Task prompt: Line by line, retype the material with nothing left out.

Record extracts:

PR #760, opened 2015-03-31
rhbz1165939 Do not display empty actions panel on groups page

djansen-redhat:


aeng:
The idea of `right_content` action panel is to allow link to any action we want to add in the future for version group.  But for now, it make sense not to show the panel as "creating new group" is the only action. :+1:

PR #763, opened 2015-04-02
Separate wildfly client version from server version

seanf:
I'm hoping this will help with running Zanata on WildFly 9.

Edit: looks like it will take more, but I think it's still a good change.


seanf:
This pull request seems to contain the wrong contents.  I'll have to investigate.

PR #764, opened 2015-04-02
Remove unwanted RichFaces dependencies

seanf:


aeng:
:+1: as long as the full functional test passes.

Response to the task:
PR #760, opened 2015-03-31
rhbz1165939 Do not display empty actions panel on groups page

djansen-redhat:


aeng:
The idea of `right_content` action panel is to allow link to any action we want to add in the future for version group.  But for now, it make sense not to show the panel as "creating new group" is the only action. :+1:

PR #763, opened 2015-04-02
Separate wildfly client version from server version

seanf:
I'm hoping this will help with running Zanata on WildFly 9.

Edit: looks like it will take more, but I think it's still a good change.


seanf:
This pull request seems to contain the wrong contents.  I'll have to investigate.

PR #764, opened 2015-04-02
Remove unwanted RichFaces dependencies

seanf:


aeng:
:+1: as long as the full functional test passes.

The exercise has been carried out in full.